Jumat, 08 Juli 2011

Rule of rescue or the good of the many? An analysis of physicians’ and nurses’ preferences for allocating ICU beds

A new study from the University of Pennsylvania published in the July 2011 Intensive Care Medicine indicates that the so-called “rule of rescue” – whereby clinicians are prone to try to save their own patients as opposed to opening up a bed for a new patient – often prevails even in the face of substantial social benefit in terms of cost containment and procurement of organ donations.


The researchers analyzed mixed methods questionnaires from 1,122 ICU clinicians in the U.S., 648 physicians and 438 nurses. The questionnaires addressed the clinicians’ preferences for allocating their last bed in the ICU to a gravely ill patient already being treated, but with little chance to survive, versus an incoming deceased or dying patient for whom aggressive management could help others through organ donation.

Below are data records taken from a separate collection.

PR #2230, opened 2026-09-03
fix(agent): honor OCTOS_LLM_CALL_MAX_SECS=0 as disable (stop clamping to 1s)

### LINKED ISSUE #2228: OCTOS_LLM_CALL_MAX_SECS=0 does not disable the wall-clock cap (clamps to 1s, killing every stream)
## Problem

`OCTOS_LLM_CALL_MAX_SECS=0` is documented to **disable** the overall wall-clock stream cap, but it actually clamps to **1 second** and instantly kills every stream.

`crates/octos-agent/src/agent/streaming.rs:35` (doc): *"a value of `0` for `overall_max_secs` disables the wall-clock backstop (idle/TTFT guards still apply)"* — and the loop honors it: `let overall_deadline = (thresholds.overall_max_secs > 0).then(|| …)` (streaming.rs:176), so `0` ⇒ no deadline.

But the env parser floors it:

```rust
// crates/octos-agent/src/agent/mod.rs:166
fn env_secs_or(var: &str, default_secs: u64) -> std::time::Duration {
    let secs = std::env::var(var).ok()
        .and_then(|raw| raw.parse::<u64>().ok())
        .map(|v| v.clamp(1, 86_400))   // <-- 0 becomes 1
        .unwrap_or(default_secs);
    std::time::Duration::from_secs(secs)
}
```

`llm_call_max` is built via `env_secs_or("OCTOS_LLM_CALL_MAX_SECS", …)` (mod.rs:227), so `=0` → `1s`. Every stream then aborts after 1s with `stream idle timeout after 1s — provider stalled` (observed on a local model: the log shows `exceeded overall 1s wall-clock cap`). The documented disable path is unreachable.

## Root cause

`env_secs_or`'s `.clamp(1, 86_400)` is correct for the idle/TTFT knobs (they must be ≥1), but wrong for `OCTOS_LLM_CALL_MAX_SECS`, whose contract explicitly makes `0` a sentinel for "disabled".

## Fix

Allow `0` to pass through for the call-max knob (e.g. a `env_secs_allow_zero_or` variant clamping to `[0, 86_400]`, used only for `llm_call_max`). Idle/TTFT knobs keep the `≥1` floor.

## Acceptance

- `OCTOS_LLM_CALL_MAX_SECS=0` ⇒ `llm_call_max == 0` ⇒ no overall deadline (idle/TTFT still apply).
- `OCTOS_LLM_CALL_MAX_SECS` unset or a positive value ⇒ unchanged.
- Idle/TTFT env knobs still floor at 1.

heyong4725:
## What & why

Closes #2228. `OCTOS_LLM_CALL_MAX_SECS=0` is documented (`streaming.rs:35`) to **disable** the overall wall-clock stream cap, and the streaming loop honors `overall_max_secs == 0` as "no deadline" (`streaming.rs:176`). But the env reader `env_secs_or` clamps every value to `[1, 86_400]`, so `0` became **1s** — instantly aborting every stream with `stream idle timeout after 1s — provider stalled`. The documented disable path was unreachable; operators of slow local models could not turn the cap off.

## Change

- Extract the clamp into a pure, unit-testable helper `clamp_env_secs(parsed, default, min)`.
- Add `env_secs_allow_zero_or` (floor `0` instead of `1`) and use it **only** for `llm_call_max` (`OCTOS_LLM_CALL_MAX_SECS`), whose `0` is a disable sentinel.
- All other timeout knobs (idle, TTFT, voice, tool) keep the `≥1` floor via `env_secs_or` — a guard that must stay live cannot be disabled to `0`.

## Cloud safety

No default changes. `OCTOS_LLM_CALL_MAX_SECS` unset ⇒ `DEFAULT_LLM_CALL_MAX_SECS` (1200) as before; a positive value is unchanged; only the previously-broken `0` now does what the docs already promise. Every other guard is byte-for-byte unchanged.

## Tests

- `clamp_env_secs_floor_one_keeps_guard_live` — `0`→`1`, passthrough, `86_400` ceiling, `None`→default.
- `clamp_env_secs_floor_zero_allows_disable` — `0`→`0` (disabled), passthrough, ceiling, default.

`cargo test -p octos-agent`, fmt, clippy clean.

### DIFF
--- a/crates/octos-agent/src/agent/mod.rs
+++ b/crates/octos-agent/src/agent/mod.rs
@@ -159,17 +159,37 @@ pub const VOICE_STREAM_TTFT_SECS: u64 = 10;
 /// Tightened inter-chunk idle timeout for voice fail-fast turns (10s).
 pub const VOICE_STREAM_IDLE_SECS: u64 = 10;
 
+/// Pure clamp behind the `env_secs_*` readers: apply `[min, 86_400]` to a
+/// parsed value, or fall back to `default_secs` when the var was absent or
+/// unparseable. Extracted so the clamp is unit-testable without touching the
+/// process environment.
+fn clamp_env_secs(parsed: Option<u64>, default_secs: u64, min: u64) -> u64 {
+    parsed.map(|v| v.clamp(min, 86_400)).unwrap_or(default_secs)
+}
+
 /// Read an env-overridable seconds value, mirroring the convention in
 /// `octos-cli/src/session_actor.rs` (`std::env::var(...).parse()` with a clamp
 /// so a misconfigured value cannot disable the guard entirely). A parsed `0`
-/// is clamped up to `1` so the timeout is always live.
+/// is clamped up to `1` so the timeout is always live. Use
+/// [`env_secs_allow_zero_or`] for knobs whose contract makes `0` mean
+/// "disabled".
 fn env_secs_or(var: &str, default_secs: u64) -> std::time::Duration {
-    let secs = std::env::var(var)
+    let parsed = std::env::var(var)
         .ok()
-        .and_then(|raw| raw.parse::<u64>().ok())
-        .map(|v| v.clamp(1, 86_400))
-        .unwrap_or(default_secs);
-    std::time::Duration::from_secs(secs)
+        .and_then(|raw| raw.parse::<u64>().ok());
+    std::time::Duration::from_secs(clamp_env_secs(parsed, default_secs, 1))
+}
+
+/// Like [`env_secs_or`] but honors `0` as a disable sentinel (floor is `0`,
+/// not `1`). Used for `OCTOS_LLM_CALL_MAX_SECS`, whose `0` value disables the
+/// overall wall-clock backstop (see `streaming.rs`; the idle/TTFT guards stay
+/// live). Clamping `0` up to `1` here would instead abort every stream after
+/// 1s (#2228).
+fn env_secs_allow_zero_or(var: &str, default_secs: u64) -> std::time::Duration {
+    let parsed = std::env::var(var)
+        .ok()
+        .and_then(|raw| raw.parse::<u64>().ok());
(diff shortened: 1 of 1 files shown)


anantheparty (approved):
Adversarial pre-merge review passed — implements the #2228 fix plan exactly: clamp_env_secs extracted (unit-testable without touching the process env), env_secs_allow_zero_or with the [0, 86_400] floor used ONLY for llm_call_max (the documented 0=disable sentinel now reachable), env_secs_or keeps the ≥1 floor for idle/TTFT knobs. No other knob semantics change. Approving — merging left to you per convention.

BH3GEI (approved):
Verified locally at 34e9e7ee (detached worktree):

- Diff is exactly the #2228 fix, one file, no scope creep. clamp_env_secs is behavior-identical to the old env_secs_or body (parse failure/empty/out-of-range/default passthrough all match).
- Traced every consumer: llm_call_max flows only to streaming.rs:100 -> overall_max_secs, where streaming.rs:176 already maps 0 to no deadline; idle/TTFT knobs keep the >=1 floor (streaming.rs:173-174 + env_secs_or). Voice path untouched (voice_overall_deadline, floor 1).
- cargo build/clippy --all-targets -D warnings/fmt --check: clean.
- cargo test -p octos-agent: 2802 passed. 4 failures diagnosed as unrelated to this PR: 3 docker-sandbox tests fail identically on origin/main (no Docker backend on this machine), and exec_session_captures_all_output_when_process_exits_at_deadline is self-described timing-sensitive (5ms yield race) and passes in isolation on this head.
- End-to-end wiring check (throwaway integration test, since removed): OCTOS_LLM_CALL_MAX_SECS unset -> 1200s, =0 -> Duration::ZERO (cap disabled, the bug), =5 -> 5s, huge -> 86400s ceiling, unparseable -> default; OCTOS_LLM_STREAM_IDLE_SECS=0 still floors to 1s.

Fix is correct, minimal, and matches the documented contract.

Physicians were more likely than nurses to adhere to the ‘‘rule of rescue’’ by allocating the last bed to the gravely ill patient (45.9 vs. 32.6 percent). The questionnaire also revealed that the magnitude of the “social benefit” to be obtained through organ donor management (5 or 30 life-years added for transplant recipients) had small and inconsistent effects on clinicians’ willingness to prioritize the donor, suggesting that clinicians’ willingness to act to promote society’s interests does not depend prominently on the magnitude of those interests.  


In sum, the ‘rule of rescue’ represents a substantial and persistent barrier to the efficient allocation of scarce resources and may impede efforts to improve patient triage or constrain costs.  The authors conclude that future research is needed to identify the actual frequencies with which clinicians prioritize individual patients when doing so carries real social costs, and to further explore factors related to the observed variability in allocation patterns among clinicians.